By John D. Banusiewicz
American Forces Press Service

WASHINGTON, July 14, 2004 - An enemy combatant from Yemen being held at Guantanamo Bay, Cuba, will face a military commission on terrorism-related conspiracy charges, Defense Department officials announced today.

The commission appointing authority, John D. Altenburg Jr., approved and referred charges against Salim Ahmed Hamdan, said Pentagon spokesman Larry DiRita at a news conference here.

Among the charges Hamdan faces are conspiring to commit attacks against civilians, to commit murder by an unprivileged belligerent, and to commit terrorism.

An unprivileged belligerent, officials explained, is someone who engages in hostilities who is not authorized to do so by the rules of war.

In referring the charges, Altenburg designated a presiding officer and four panel members - all military officers -- who will hear the case. A trail date has not been set, DoD officials said. Besides this case, the panel will hear three others that were referred June 29.

Retired Army Col. Peter E. Brownback III, who has 22 years of experience as a judge advocate and nearly 10 years of experience as a military judge, will be the presiding officer; he will be recalled to active duty to serve in this role, DoD officials said.
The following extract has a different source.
PR #306, opened 2015-05-17
Sync categories when feeds are subscribe toggled

### LINKED ISSUE #275: Say "refresh" in category tab

swglad:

The panel will include two Marine Corps colonels, along with a colonel and a lieutenant colonel from the Air Force, and the case will be tried at Guantanamo Bay Naval Station.

Officials said Hamdan's alleged role in providing physical security for Osama bin Laden and other high-ranking officials of the al Qaeda terror network will be used in forming the case against him.

The military commission process, officials said, provides for presumption of innocence, proof of guilt beyond a reasonable doubt, representation by a military defense counsel free of charge with the option to retain a civilian defense counsel at no expense to the government, the opportunity to present evidence and call witnesses, no adverse inference if an accused person chooses not to testify, and an appeal to an independent and impartial review panel.